> [What this task involves]
Search the lines of the records for the word "replicator", and copy every line that has it.

> [Information]
Issue #1420, opened 2026-01-07
[Bug] When deploying PostgreSQL 18 , data checksums can't be disabled


bkhomuts:
### Bug description

When deploying PostgreSQL 18 with `postgresql_data_checksums: false`, the data checksums are enabled.

### Expected behavior

Data checksums are disabled when postgresql_data_checksums: false and during upgrade from 17 -> 18.

### Steps to reproduce

1. Deploy cluster with `postgresql_version: 18` and `postgresql_data_checksums: false`
2. SELECT name,setting FROM pg_settings WHERE name = 'data_checksums';

### Installation method

Command line

### System info

Debian 13
Autobase from Git.

### Additional info

Current logic assumes that data checksums are disabled by default. Since PostgreSQL 18, data checksums are enabled, unless explicitly disabled. Therefore, Autobase needs to be updated to specify `--no-data-checksums` for PostgreSQL >= 18, when the postgresql_data_checksums: false, and during upgrade.

PR #1421, opened 2026-01-07
Update data-checksums logic for PostgreSQL 18

bkhomuts:
With data-checksums are now  enabled by default, it is necessary to update the logic for initdb and upgrade if PostgreSQL >= 18.

Resolves: #1420


vitabaks:
Please add `int` filter for `postgresql_version` variable,

bkhomuts:
Added.

Issue #1422, opened 2026-01-08
Allow disabling trust authentication for local connections for the replication user


bkhomuts:
### Problem

At the moment pg_hba.conf is created with trust authentication for the replication user (replicator). This is not required for all configurations, as Patroni connects using username/password.

### Description

There should be a configuration option to disable trust authentication for the replication user of the cluster, as sometimes, password authentication is preferred over 'trust'.

### Importance

must have

### Proposed implementation

Update pg_hba.conf.j2

PR #1423, opened 2026-01-08
Require authentication for local replication connections

bkhomuts:
As patroni logins with username/password, trust authentication is not required.

Resolves: #1422


vitabaks:
As far as I remember, there were problems if we didn't add trust for local, now I can't remember for sure, maybe the cluster not working during [cloning](https://autobase.tech/docs/management/restore#cloning) when a different replication user password is specified.

This may be relevant for older versions of Patroni.

vitabaks:
The `postgresql_pg_hba` variable also includes several trust rules for local connections. I assumed that access to the database server itself is already restricted to authorized users. If an attacker manages to get onto the server, this change is unlikely to provide much additional protection anyway.

bkhomuts:
@vitabaks , thanks for providing additional context.

I do think applying the principle of least privilege is important for the replicator. Without this change, any unprivileged user can log-into the replication user from the local machine. But requiring password will protect PostgreSQL data if another service on the machine is breached.

The compatibility with older versions is valid concern, I'll then make this option configurable.

On my systems, `postgresql_pg_hba` doesn't have `trust` for users. It is possible to run hardened configuration --- better to provide choice to the end user.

> [Response to this task]
At the moment pg_hba.conf is created with trust authentication for the replication user (replicator). This is not required for all configurations, as Patroni connects using username/password.
I do think applying the principle of least privilege is important for the replicator. Without this change, any unprivileged user can log-into the replication user from the local machine. But requiring password will protect PostgreSQL data if another service on the machine is breached.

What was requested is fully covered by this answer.